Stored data
PR #27171, opened 2025-10-30
Require JDK 25 to run Trino

wendigo:
## Release notes

```markdown
## General
* Require JDK 25 to build and run Trino ({issue}`issuenumber`)
```


core/trino-main/src/main/java/io/trino/server/TrinoSystemRequirements.java
```diff
@@ -106,7 +106,7 @@ else if ("Mac OS X".equals(osName)) {
 
     private static void verifyJavaVersion()
     {
-        Version required = Version.parse("24.0.1");
+        Version required = Version.parse("25.0.1");
```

[EXERCISE BRIEF] Repeat the data above exactly.

[RESULT FOR THIS EXERCISE]
PR #27171, opened 2025-10-30
Require JDK 25 to run Trino

wendigo:
## Release notes

```markdown
## General
* Require JDK 25 to build and run Trino ({issue}`issuenumber`)
```


core/trino-main/src/main/java/io/trino/server/TrinoSystemRequirements.java
```diff
@@ -106,7 +106,7 @@ else if ("Mac OS X".equals(osName)) {
 
     private static void verifyJavaVersion()
     {
-        Version required = Version.parse("24.0.1");
+        Version required = Version.parse("25.0.1");
```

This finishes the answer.